Check 3: Verify RBAC on the Hub — the agent SA must have list/watch on PromotionSteps:

kubectl auth can-i list promotionsteps --as=system:serviceaccount:kardinal-system:kardinal-shard-agent
# Expected: yes

Agent loses connection to Hub¶

Symptom: Agent logs show connection refused or timeout errors.

The agent retries with exponential backoff. Steps are not lost — they will be processed once connectivity is restored. Check: - Hub API server is reachable from the spoke network - The kubeconfig secret has a valid token (rotate if expired) - Any firewall rules allowing the spoke to reach the hub API port (6443)

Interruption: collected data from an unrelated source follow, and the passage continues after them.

PR #866, opened 2018-09-24
William/upgrade core

swansontec:


swansontec:
Updated to include "fake user 1". There seems to be a problem with the wallets for this user, since we didn't add them to the fake git server.

PR #869, opened 2018-09-25
Enable button tap passthrough on change  password

wolverineks:
https://app.asana.com/0/239353283679855/804580670230013


src/modules/UI/scenes/ChangePinPassword/ChangePasswordComponent.ui.js
```diff
@@ -36,7 +36,7 @@ export default class ChangePassword extends Component<ChangePasswordComponent> {
     return (
       <SafeAreaView>
         <Gradient style={styles.gradient} />
-        <ScrollView style={styles.container}>
+        <ScrollView style={styles.container} keyboardShouldPersistTaps={true}>
```
paullinator: `true` is deprecated. Use `always` instead

https://facebook.github.io/react-native/docs/scrollview#keyboardshouldpersisttaps

PR #871, opened 2018-09-26
Update LICENSE

xagau:


paullinator:
We are not updating LICENSE without further discussion.

PR #880, opened 2018-09-28
Update simplex plugin to allow receive addresss wrapping

kylanhurt:
The purpose of this task is to *actually* fix the need for text-wrapping for receive addresses within the Simplex plugin. This is to update the simplex plugin dependency with that fix.

Asana Task: https://app.asana.com/0/361770107085503/716460273877812/f

### DIFF
--- a/package.json
+++ b/package.json
@@ -159,7 +159,7 @@
     "babel-preset-react-native": "^1.9.0",
     "body-parser": "^1.18.2",
     "detox": "^7.4.3",
-    "edge-plugin-simplex": "https://github.com/Airbitz/edge-plugin-simplex.git#c1b81e1",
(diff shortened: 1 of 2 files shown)


package.json
```diff
@@ -159,7 +159,7 @@
     "babel-preset-react-native": "^1.9.0",
     "body-parser": "^1.18.2",
     "detox": "^7.4.3",
-    "edge-plugin-simplex": "https://github.com/Airbitz/edge-plugin-simplex.git#c1b81e1",
+    "edge-plugin-simplex": "https://github.com/Airbitz/edge-plugin-simplex.git",
```
swansontec: I would have left the commit hash in there, like `#a0df994290`, but this is fine. We can fix this next time we update the plugin.

PR #3408, opened 2022-05-25
Sam/borrow plugin debt

samholmes:
#### PR Requirements

- [ ] Tested on iOS Tablet
- [ ] Tested on small Android
- [ ] n/a

---
  - https://app.asana.com/0/0/1202249992745203

### DIFF
--- a/src/plugins/borrow-plugins/plugins/aave/BorrowEngineFactory.js
+++ b/src/plugins/borrow-plugins/plugins/aave/BorrowEngineFactory.js
@@ -31,6 +31,7 @@ export const makeBorrowEngineFactory = (blueprint: BorrowEngineBlueprint) => {
     const walletAddress = (await wallet.getReceiveAddress()).publicAddress
 
     const REFERRAL_CODE = 0 // No referral code is used for AAVE contract calls
+    const INTEREST_RATE_MODE = 2 // Only variable is supported for now
 
     //
     // Private Methods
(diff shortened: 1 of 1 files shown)


src/plugins/borrow-plugins/plugins/aave/BorrowEngineFactory.js
```diff
@@ -219,22 +230,60 @@ export const makeBorrowEngineFactory = (blueprint: BorrowEngineBlueprint) => {
...
       },
       async borrow(request: BorrowRequest): Promise<ApprovableAction> {
-        return {
-          networkFee: {
-            currencyCode: wallet.currencyInfo.currencyCode,
-            nativeAmount: '2100000000000000'
-          },
-          approve: async () => {}
-        }
+        const { nativeAmount, tokenId, fromWallet } = asBorrowRequest(request)
```
swansontec, line 233: Same cleaner issue here as in the previous PR.

src/plugins/borrow-plugins/plugins/aave/BorrowEngineFactory.js
```diff
@@ -219,22 +230,60 @@ export const makeBorrowEngineFactory = (blueprint: BorrowEngineBlueprint) => {
...
       },
       async repay(request: RepayRequest): Promise<ApprovableAction> {
-        return {
-          networkFee: {
-            currencyCode: wallet.currencyInfo.currencyCode,
-            nativeAmount: '2100000000000000'
-          },
-          approve: async () => {}
-        }
+        const { nativeAmount, tokenId, fromWallet } = asRepayRequest(request)
```
swansontec, line 261: Same cleaner issue here as in the previous PR.

src/plugins/borrow-plugins/plugins/aave/BorrowEngineFactory.js
```diff
@@ -219,22 +230,60 @@ export const makeBorrowEngineFactory = (blueprint: BorrowEngineBlueprint) => {
...
+        const onBehalfOf = (await fromWallet.getReceiveAddress()).publicAddress
+
+        const gasPrice = await aaveNetwork.provider.getGasPrice()
+
+        const repayTx = await aaveNetwork.lendingPool.populateTransaction.repay(asset, amount, INTEREST_RATE_MODE, onBehalfOf, {
+          gasLimit: '800000',
+          gasPrice
+        })
+
+        return await makeApprovableCall({
```
swansontec, line 277: We don't need an approval for this? How do we return the USDC we borrowed earlier, without sending it back to AAVE?

swansontec (changes requested):
Requesting changes because of the cleaner confusion from earlier. I do have one other question.

src/plugins/borrow-plugins/plugins/aave/BorrowEngineFactory.js
samholmes: It didn't mention so in the documentation for this function (https://docs.aave.com/developers/v/2.0/the-core-protocol/lendingpool#repay) though it would make sense that this is required... Perhaps it omitted it because it is assumed that the borrower account has already approved by the `deposit` method. That assumption isn't guaranteed, especially if this is invoked not by the borrower but by an account repaying on behalf of the borrower.

I can add the approve just to be sure.

swansontec (approved):

PR #3415, opened 2022-05-30
Revert currencyCode to UID when returning from chooseCurrencyWallet

peachbits:
---
  - https://app.asana.com/0/0/1202356314982260


swansontec (approved):
Oh, yeah! This would be necessary if the call it by some weird name. I think the method name `revertExtendedCurrencyCodes` could be `unfixCurrencyCode`, to reflect the idea that we are undoing the `fixCurrencyCodes` conversion, but this is up to you.

peachbits:
> 

Good idea! Will change and then merge

PR #3417, opened 2022-05-31
Prevent Double Spends on SendScene

paullinator:
Use new SmartSlider which locks itself upon slide completion

#### PR Requirements

- [ ] Tested on iOS Tablet
- [ ] Tested on small Android
- [ ] n/a

---
  - https://app.asana.com/0/0/1201921891215450


src/components/scenes/SendScene.js
```diff
@@ -329,22 +323,19 @@ class SendComponent extends React.PureComponent<Props, State> {
     }
   }
 
-  submit = async () => {
+  submit = async (doResetSlider: Function) => {
+    this.resetSliderFunc = doResetSlider
```
thehobbit85, line 327: Not needed with the comment from the previous commit

src/components/scenes/SendScene.js
```diff
@@ -53,7 +53,6 @@ type StateProps = {
   error: Error | null,
   exchangeRates: GuiExchangeRates,
   nativeAmount: string | null,
-  pending: boolean,
   pin: string,
   resetSlider: boolean,
```
thehobbit85, line 57: Not needed with the comment from the previous commit

thehobbit85 (changes requested):

thehobbit85 (approved):

PR #3427, opened 2022-06-02
Limit reserve tokens by configuration

samholmes:
Fix the performance issue caused by fetching all the token balances for all supported AAVE reserver tokens for v1. Solution is to limit which tokens are enabled for the network until some caching/persistence is implemented to improve the loading performance post initialization.

#### PR Requirements

- [ ] Tested on iOS device

---
  - https://app.asana.com/0/0/1202369707618481

### DIFF
--- a/src/plugins/borrow-plugins/plugins/aave/AaveNetwork.js
+++ b/src/plugins/borrow-plugins/plugins/aave/AaveNetwork.js
@@ -15,7 +15,8 @@ export type AaveNetworkBlueprint = {
   contractAddresses: {
     lendingPool: string,
     protocolDataProvider: string
-  }
+  },
+  enabledTokens: { [currencyCode: string]: boolean }
 }
 
 export type AaveNetwork = {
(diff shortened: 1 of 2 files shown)


src/plugins/borrow-plugins/plugins/aave/AaveNetwork.js
```diff
@@ -15,7 +15,8 @@ export type AaveNetworkBlueprint = {
   contractAddresses: {
     lendingPool: string,
     protocolDataProvider: string
-  }
+  },
+  enabledTokens: { [sybmbol: string]: boolean }
```
swansontec, line 19: Please add a comment that these are currencyCodes, not tokenId's. Or, change `symbol` to `currencyCode` Ideally we would be using tokenId's for everything, but as long as this is an internal implementation detail, it's ok.

swansontec (changes requested):

src/plugins/borrow-plugins/plugins/aave/AaveNetwork.js
samholmes: Done

PR #3450, opened 2022-06-13
Fix an issue where the it was calling a prop outside of the scope of the animation thread

thehobbit85:
#### PR Requirements

- [ ] Tested on iOS device


thehobbit85 (commented):
Approved OTS by @peachbits

PR #3455, opened 2022-06-14
Automate env.json setup during `yarn prepare`

GoodluckH:
The automation process aims to remove the manual setup process for
`env.json`.

~~The script requires [jq](https://stedolan.github.io/jq/) for merging `env.example.json` and `env.json`. 
Therefore, `brew install jq` is included in the shell script.~~

If `env.json` does not exist in the root project directory, then it will
be created with content mirroring that of `env.example.json`.

Otherwise, `env.json` will be updated to reflect the merge of `env.json`
and `env.example.json`. ~~The merging script~~ `config.js` recognizes 
`env.json` as the canonical file where existing values will remain as-is, if 
the example json file has empty corresponding values.

If new keys/fields are introduced in the example json file, these new
fields will be reflected in `env.json`.

Please advise if `env.example.json` is still relevant.

#### PR Requirements

- [ ] Tested on iOS device

---
  - https://app.asana.com/0/0/1202446369187201


paullinator:
@thehobbit85 isn't this what cleaner-config is for?

thehobbit85:
> cleaner-config

It's funny you're saying that. That was the original idea, to use the cleaner-config.

And after I already explained to both @GoodluckH and @Jon-edge how to use the 'cleaner-config', we realized that it won't work in react-native since the library is currently hard-coded using node modules. 

We can still use the 'configure' script but not the 'makeConfig' function instead of the code.

So unless we want to update the 'cleaner-config' to accept the file system functions (load, save) as props, and then inject them from any environment, which I actually in favor of doing, then we might as well just go with the most basic solution.

But like I said, I am very much in favor of update the 'cleaner-config' and then using it in the GUI as well.

paullinator:
@thehobbit85 you could have a common file that has the cleaner that's run from both a nodejs script upon yarn prepare as well as being included in RN gui code.

scripts/prepare.sh
```diff
@@ -44,3 +44,12 @@ mkdir -p "$core_assets"
 # Bundle currency, swap, & rate plugins:
 echo Webpacking plugins...
 node ./node_modules/.bin/webpack
+
+# Env file setup:
+brew install jq
```
thehobbit85, line 49: This would break Horribly on every system that is not a mac, which is ALL the build systems.

All the automated CI/CD tools (Travis, Jenkins) and even a big portion of our developers uses linux and even god forbid Windows.

thehobbit85 (changes requested):

thehobbit85 (approved):

PR #3456, opened 2022-06-15
Sam/edge currency plugins

samholmes:
# Upgrade to new edge-currency-plugins

### New notice modal regarding migration to Blockbook

Simulator Screen Shot - iPhone 8 - 2022-06-14 at 19 07 39

#### PR Requirements

- [x] Tested on iOS device

---
  - https://app.asana.com/0/0/1190725190171985


thehobbit85 (changes requested):
Update the modal to behave like we discusses.
Other then that everything looks great!

thehobbit85 (approved):

PR #3461, opened 2022-06-17
Deprecate Actions for components

GoodluckH:
Replace existing `Actions` with the mock version of the React Navigation
lib.

This PR limits the deprecation to files under `src/components` only,
along with some necessary changes for test units.

Note that a `getNavigation` was created for `handlePluginBack()` to
consume. This might not be the best practice since it might not be
replicatable when migrating to React Navigation. Please advise how to
treat the said function with the mock navigation.

#### PR Requirements

- [ ] Tested on iOS device

---
  - https://app.asana.com/0/0/1201388479070450

### DIFF
--- a/config.js
+++ b/config.js
@@ -28,13 +28,6 @@ const asConfig = asObject({
     }),
     { apiKey: '' }
   ),
-  x_CHANGELLY_INIT: asOptional(
-    asObject({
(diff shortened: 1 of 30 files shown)


GoodluckH:
Remove this PR due to upstream URL change. This PR is continued here: #3472

PR #3463, opened 2022-06-17
Add `isImportKeySupported` to UFO and EBOOST

samholmes:
#### PR Requirements

- [ ] Tested on iOS device

### DIFF
--- a/src/constants/WalletAndCurrencyConstants.js
+++ b/src/constants/WalletAndCurrencyConstants.js
@@ -547,12 +547,20 @@ export const SPECIAL_CURRENCY_INFO: {
   eboost: {
     initWalletName: s.strings.string_first_eboost_wallet_name,
     chainCode: 'EBST',
+    isImportKeySupported: {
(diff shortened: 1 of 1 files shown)


src/constants/WalletAndCurrencyConstants.js
```diff
@@ -547,12 +547,20 @@ export const SPECIAL_CURRENCY_INFO: {
   eboost: {
     initWalletName: s.strings.string_first_eboost_wallet_name,
     chainCode: 'EBST',
+    isImportKeySupported: {
```
thehobbit85, line 550: No need to add to eboost since it's in 'keysOnlyMode' mode so it won't appear anyway.

thehobbit85 (changes requested):

src/constants/WalletAndCurrencyConstants.js
samholmes: Keeping it just incase we reenable eboost

PR #3464, opened 2022-06-18
Jon/aave/loan-details-scene

Jon-edge:
#### PR Requirements

- [ ] Tested on iOS device


samholmes:
Can we rename the scene `LoanCreateScene` or `LoanCreationScene` so we can use `LoanDetailsScene` as the name for the scene that shows details for an existing loan?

Steps processed by wrong shard¶

Symptom: prod-eu steps are being processed by the cluster-us agent.

This means the step's kardinal.io/shard label doesn't match what you expect. Check the Pipeline environment spec — the shard field must exactly match the controller's --shard flag.

Observability¶

When a controller is running in sharded mode, it logs a startup message:

{"level":"info","shard":"cluster-eu","msg":"controller started in distributed mode"}

Steps skipped due to shard mismatch are logged at debug level:

{"level":"debug","step":"step-prod-eu","step_shard":"cluster-eu","our_shard":"cluster-us","msg":"skipping step — shard mismatch"}

Monitor agents independently with the standard controller metrics. Each shard agent exposes its own :8080/metrics endpoint.